> [Work required]:
Look for the string "DefinitelyTyped" in the material below. Copy every line where you find it.

################

PR #30, opened 2019-05-19
Add support for Preact

### LINKED ISSUE #29: Preact support
Since the library was created to be as small as possible it would make sense to add support for Preact. It should only support the version 10 of Preact, which isn't fully released yet, but supports hooks and fragments. 

There are few interested problems that we will need to solve in order to release this. Here is how I see the final API:

```js
// regular imports
import { Route, Switch, Link } from "wouter/preact";

// additional modules
import staticHistory from "wouter/preact/extra/static-history.js"
```

We can do that by simply creating a new folder `preact` in the repo with one file called `react-deps.js` with all react/preact exports such as `useState`, `createElement` and so on. The folder can be prepopulated with the sources from the root folder on `prepublish` npm script (might need to use this package https://www.npmjs.com/package/copyfiles for cross-platfom support). We shouldn't commit anything except for `preact/react-deps.js` however, the files should be gitginored!

The implementation plan:
  - [x] Remove incompatible methods `isValidElement` and `Children.map`. Merge #27 and check that it doesn't break anything.
  - [x] Create a project structure for Preact `/preact/react-deps.js` and `/react-deps.js` and write a prepublish script.
  - [x] Test the implementation with Preact. Basic rendering, make sure `Route`, `Link` and `Switch` work. A 2-3 test cases should be enough. One thing that isn't clear yet is how to require right `react-deps.js` in tests without having sources in `preact` folder. Maybe Jest mocks?
  - [ ] Describe the Preact feature in the README.

molefrog:
Closes #29 
- [x] Remove `React.Children`
- [x] Create `react-deps.js`
- [x] Write a prepublish script
- [x] Test preact feature


molefrog:
@StrayFromThePath We you're going to test the preact implementation you can mock the `react-deps.js` module like so:

```js
import * as preactDeps from "../preact/react-deps.js";

jest.mock("../react-deps.js", () => preactDeps);

it("now uses preact methods", () => {
  // ...
});
```

react-deps.js
```diff
@@ -0,0 +1,25 @@
...
+  useMemo,
+  useEffect,
+  useState,
+  useContext,
+  useCallback,
+  createContext,
+  isValidElement,
+  cloneElement,
+  createElement
+} from "react";
```
molefrog: Can we just write:

```js
export {
  useRef,
  useMemo,
  useEffect,
  useState,
  useContext,
  useCallback,
  createContext,
  isValidElement,
  cloneElement,
  createElement
} from "react";
```

It's a valid ES6 syntax afaik.

package.json
```diff
@@ -13,16 +14,19 @@
...
     "matcher.js",
-    "extra/"
+    "extra/",
+    "preact/"
   ],
   "scripts": {
     "test": "jest --verbose --coverage",
-    "size": "size-limit"
+    "size": "size-limit",
+    "prepublish": "node scripts/copy.js"
```
molefrog: I would suggest dropping a script file and just inline the command here:
```suggestion
    "prepublish": "copyfiles index.js history.js matcher.js extra/** preact/"
```
Less files is better imo 😎

preact/react-deps.js
```diff
@@ -0,0 +1,27 @@
...
+} from "preact";
+import {
+  useRef,
+  useMemo,
+  useEffect,
+  useState,
+  useContext,
+  useCallback
+} from 'preact/hooks';
+import {isValidElement} from 'preact/compat';
```
molefrog:
```suggestion
export { isValidElement } from 'preact/compat';
```

preact/react-deps.js
```diff
@@ -0,0 +1,27 @@
+import {
+  createContext,
+  cloneElement,
+  createElement
+} from "preact";
+import {
```
molefrog:
```suggestion
export {
```

preact/react-deps.js
```diff
@@ -0,0 +1,27 @@
...
```
molefrog:
```suggestion
export {
```

preact/react-deps.js
```diff
@@ -0,0 +1,27 @@
...
+  useRef,
+  useMemo,
+  useEffect,
+  useState,
+  useContext,
+  useCallback
+} from 'preact/hooks';
+import {isValidElement} from 'preact/compat';
+  
+export {
```
molefrog: Once you do reexport you can drop this part of the file

molefrog:
@StrayFromThePath Also, it appears that `prepublish` is deprecated and is called on install as well. Let's change it to `prepublishOnly`:
Screenshot 2019-05-20 at 19 50 18

molefrog:
Hey @StrayFromThePath I figured why our test wasn't working properly: we should have waited for effects to run before making assertions. Apparently the `preact-test-library` works differently from React one.

Luckily,  I have found a `preact/test-utils` package which is not documented yet https://github.com/developit/preact/blob/10.0.0-beta.1/test-utils/src/index.js but does provide some handy functions for testing. They probably will release it with the version 10.

I also got a feeling that we could collaborate with `preact-test-library` authors and ask if they can:
1. Update the package on npm https://github.com/antsmartian/preact-testing-library/issues/17
2. Provide a less hacky way to wait for updates. https://github.com/antsmartian/preact-testing-library/blob/master/src/index.js#L53

test/preact.test.js
```diff
@@ -1,132 +1,79 @@
 /** @jsx h */
-import { h } from "preact";
+import { h, Fragment, options } from "preact";
```
StrayFromThePath: `options` not used

test/preact.test.js
```diff
@@ -1,132 +1,79 @@
...
-          </Route>
-          <Route path="/users/:name">
-            <h2>Hello, Alex!</h2>
-          </Route>
-          <Route path="/users/:rest*">
-            <h3 />
-          </Route>
-        </Switch>
-      );
+    const { container, getByTestId } = renderResult;
```
StrayFromThePath: `container` not used

PR #41, opened 2019-06-24
add useEffect deps

jeetiss:
🚨


molefrog:
The array of arguments is required, right? Is this documented anywhere?

molefrog:
Oh shit I just found it:
> By default, effects run after every completed render, but you can choose to fire it only when certain values have changed

Which in our case resulted in sub/unsub on every render. Not critical, but wasteful. Thanks for that!

PR #52, opened 2019-07-11
Add `replace` param to `useLocation` updater func

Ty3uK:
Add aibility to call replaceState when using `useLocation` hook:

```js
import { useLocation } from 'wouter';

[, setLocation] = useLocation();

setLocation('/about', true); // calls replaceState instead of pushState
```

I also don't know if I need to add a similar prop to Redirect or Link components?

### DIFF
--- a/test/use-location.test.js
+++ b/test/use-location.test.js
@@ -76,4 +76,15 @@ describe("`update` second parameter", () => {
     expect(history.length).toBe(histBefore + 1);
     unmount();
   });
+
+  it("replaces last entry with a new entry in the History object", () => {
+    const { result, unmount } = renderHook(() => useLocation());
+    const update = result.current[1];
+
+    const histBefore = history.length;
+    act(() => update("/about", true));
+
+    expect(history.length).toBe(histBefore);
+    unmount();
+  });
 });
--- a/test/use-location.test.js
+++ b/test/use-location.test.js
@@ -82,9 +82,10 @@ describe("`update` second parameter", () => {
     const update = result.current[1];
 
     const histBefore = history.length;
-    act(() => update("/about", true));
+    act(() => update("/foo", true));
 
     expect(history.length).toBe(histBefore);
+    expect(location.pathname).toBe("/foo");
     unmount();
   });
 });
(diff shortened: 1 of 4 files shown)


test/use-location.test.js
```diff
@@ -76,4 +76,15 @@ describe("`update` second parameter", () => {
...
   });
+
+  it("replaces last entry with a new entry in the History object", () => {
+    const { result, unmount } = renderHook(() => useLocation());
+    const update = result.current[1];
+
+    const histBefore = history.length;
+    act(() => update("/about", true));
+
+    expect(history.length).toBe(histBefore);
```
molefrog: Can you also add another assertion here just to make sure the location has indeed been changed? 😄

use-location.js
```diff
@@ -13,7 +13,7 @@ export default () => {
     return () => events.map(e => removeEventListener(e, handler));
   }, []);
 
-  return [path, to => history.pushState(0, 0, to)];
+  return [path, (to, replace) => history[replace && "replaceState" || "pushState"](0, 0, to)];
```
molefrog: The expression `replace && "replaceState" || "pushState"` was a bit hard to read. Can we use a ternary operator here maybe? Thanks!

test/use-location.test.js
Ty3uK: Of course, my bad 🙂

molefrog: Not your bad at all, you did everything right here. I just feel the assertion would make us more confident about the code.

use-location.js
Ty3uK: Yes, in the first version I did...

molefrog: Ok, so what made you change that?

Ty3uK: I don't know 🤦‍♂️

test/use-location.test.js
Ty3uK: Done

use-location.js
Ty3uK: Done

molefrog:
@Ty3uK There is also another one here: https://github.com/molefrog/wouter/commit/afe5a4446b9996c50e7ce420e8a67483bd0f0521

Ty3uK:
@molefrog Fixed

molefrog:
Gonna merge this and release the new version once we have types in the repo.

PR #51, opened 2019-07-11
Move typings from DefinitelyTyped

Ty3uK:
According to discussion #49

PR #53, opened 2019-07-11
Add `replace` param to PushCallback type

Ty3uK:
According to #51 and #52.

Also, I think we need to add typings files to `files` field in package.json, right?


molefrog:
@Ty3uK Right, can you do that?

Ty3uK:
@molefrog Of course!

PR #54, opened 2019-07-12
Fix children type in Link interface

StrayFromThePath:
`<Link to="/">Home</Link>`

Link component don't accept text as child element.


molefrog:
See #56

PR #55, opened 2019-07-12
Add module and types settings in package.json for wouter and wouter/preact

cedeber:
These settings are useful for tools like [pikapkg](https://www.pika.dev) which require the module settings in order to build wouter. Adding a private `package.json` into the `/preact` folder allow to do `import [..] from "wouter/preact";`

I don't add the `main` setting because most bundlers are waiting for ES5 here, which wouter doesn't provide. And that's ok ;)

### DIFF
--- a/babel.config.js
+++ b/babel.config.js
@@ -1,11 +1,8 @@
 module.exports = function(api) {
   api.cache(true);
 
-  const presets = ["@babel/preset-env"];
-  const plugins = ["@babel/plugin-transform-react-jsx"];
-
   return {
-    presets,
-    plugins
+    presets: ["@babel/preset-env"],
+    plugins: ["@babel/plugin-transform-react-jsx"],
   };
 };
--- a/babel.config.js
+++ b/babel.config.js
@@ -1,5 +1,5 @@
 module.exports = function(api) {
-api.cache(true);
+  api.cache(true);
 
   const presets = ["@babel/preset-env"];
   const plugins = ["@babel/plugin-transform-react-jsx"];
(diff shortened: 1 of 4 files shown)


cedeber:
The build failure happens because of the `/preact/package.json` file. No idea how to solve this problem.

Ty3uK:
@cedeber To solve that issue move Babel config from `package.json` to `babel.config.js` file.

cedeber:
@Ty3uK Thanks for the help. Looks good now.

molefrog:
@cedeber @Ty3uK Thanks for the help guys. I'm gonna try to review this one Monday.

babel.config.js
```diff
@@ -0,0 +1,11 @@
+module.exports = function(api) {
+api.cache(true);
```
Ty3uK: Missed indentation?

babel.config.js
```diff
@@ -0,0 +1,11 @@
...
+
+  const presets = ["@babel/preset-env"];
+  const plugins = ["@babel/plugin-transform-react-jsx"];
```
Ty3uK: Why not just write
```js
module.exports = {
  presets: ["@babel/preset-env"],
  plugins: ["@babel/plugin-transform-react-jsx"]
}
```
?

cedeber: This looks new for Babel 7. Apparently setting the cache to true keeps the config in memory for each calls instead of reading it each time. See https://babeljs.io/docs/en/config-files#apicache. Both work. I don't care which one is preferred ;) I simply did it the way it is documented.

Ty3uK: My bad, I mean

```js
return {
  presets: ["@babel/preset-env"],
  plugins: ["@babel/plugin-transform-react-jsx"]
}
```
without unnecessary variables

PR #61, opened 2019-07-19
Extends props interface for component Link

polRk:


polRk:
Or is it better to expand component types with types React.AnchorHTMLAttributes<HTMLAnchorElement> ?

Ty3uK:
@ you can check discussion at https://github.com/DefinitelyTyped/DefinitelyTyped/pull/37008

molefrog:
> Or is it better to expand component types with types React.AnchorHTMLAttributes
Yes, that's probably better. Can we somehow tell that the component could accept all attributes from `React.AnchorHTMLAttributes` **and** also wouter-related props?

In the meantime, while types are not fixed yet you could try this workaround, which is actually a preferred way to use link in Wouter (the approach is similar to [using links in Next.js](https://nextjs.org/docs#with-link))
```js
<Link to="/app">
  <a className="link__container"> ... </a>
</Link>
```

molefrog:
Hey @polRk, take a look at this PR #64
I've added a few tweaks to our typings and added type specs to better ensure that they indeed work. If this looks ok, we can merge the PR and release the new version with types bundled.

Issue #346, opened 2023-09-27
`use-browser-location`


molefrog:
For V3, we want to ship a standalone hook `wouter/use-browser-location` that will replace `wouter/use-location`. The primary motivation for this is to remove confusion around `import { useLocation } from "wouter"` and `import useLocation from "wouter/use-location"`.

This hopefully will make it more clear that the standalone hook can be used without wouter, while the hook imported from `"wouter"` will always rely on the current router's location. 

I suggest that we don't just rename this module, but also work on some things the current version lacks:
- [x] Ensure that we monkey-patch `pushState` only once, see #167 
- [x] Consider using `globalThis` when accessing `location` (this needs to be researched) #344
- [x] Allow to pass current `state` when performing navigation #102
- [x] **Breaking change:** I think we can safely drop this `export const events`, since it looks more like an implementation detail
- [x] **Breaking change:** Use named exports only, `import { useBrowserLocation } from "wouter/use-browser-location"`
- [x] Migrate type specs

molefrog:
Additional: does the `state` have to be returned from `useBrowserLocation`? There is a PR #325 that adds it as a third argument, however I am not sure it's the right approach, since other hooks (like hash location or memory) will not implement it.

We could however allow location hooks to return the optional object that they can populate with whatever implemetation-specific parameters they need.

molefrog:
@jeetiss Can we close this now?

PR #348, opened 2023-09-29
v3: use browser location

jeetiss:
first part of `use-browser-location` feature:

- Renamed `use-location`
- Named exports only
- Dropped `export const events` from module
- Migrated type specs

related to #346

### DIFF
--- a/packages/wouter/test/use-browser-location.test-d.ts
+++ b/packages/wouter/test/use-browser-location.test-d.ts
@@ -1,0 +1,15 @@
+import { it, assertType } from "vitest";
+import { useBrowserLocation } from "wouter/use-browser-location";
+
+it("should return string, function tuple", () => {
+  const [loc, navigate] = useBrowserLocation();
+
+  assertType<string>(loc);
+  assertType<Function>(navigate);
+});
+
+it("should support options", () => {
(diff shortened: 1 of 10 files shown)


packages/wouter/test/use-browser-location.test-d.ts
```diff
@@ -0,0 +1,15 @@
...
+import { useBrowserLocation } from "wouter/use-browser-location";
+
+it("should return string, function tuple", () => {
+  const [loc, navigate] = useBrowserLocation();
+
+  assertType<string>(loc);
+  assertType<Function>(navigate);
+});
+
+it("should support options", () => {
```
molefrog, line 11: Can you specify which options it supports here?

packages/wouter/test/use-browser-location.test-d.ts
```diff
@@ -0,0 +1,15 @@
+import { it, assertType } from "vitest";
+import { useBrowserLocation } from "wouter/use-browser-location";
+
```
molefrog, line 3: Can you also add a spec to assert what parameters `navigate` accepts?

molefrog (approved):
LGTM! What are the next steps?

################

> [Output]:
Move typings from DefinitelyTyped
@ you can check discussion at https://github.com/DefinitelyTyped/DefinitelyTyped/pull/37008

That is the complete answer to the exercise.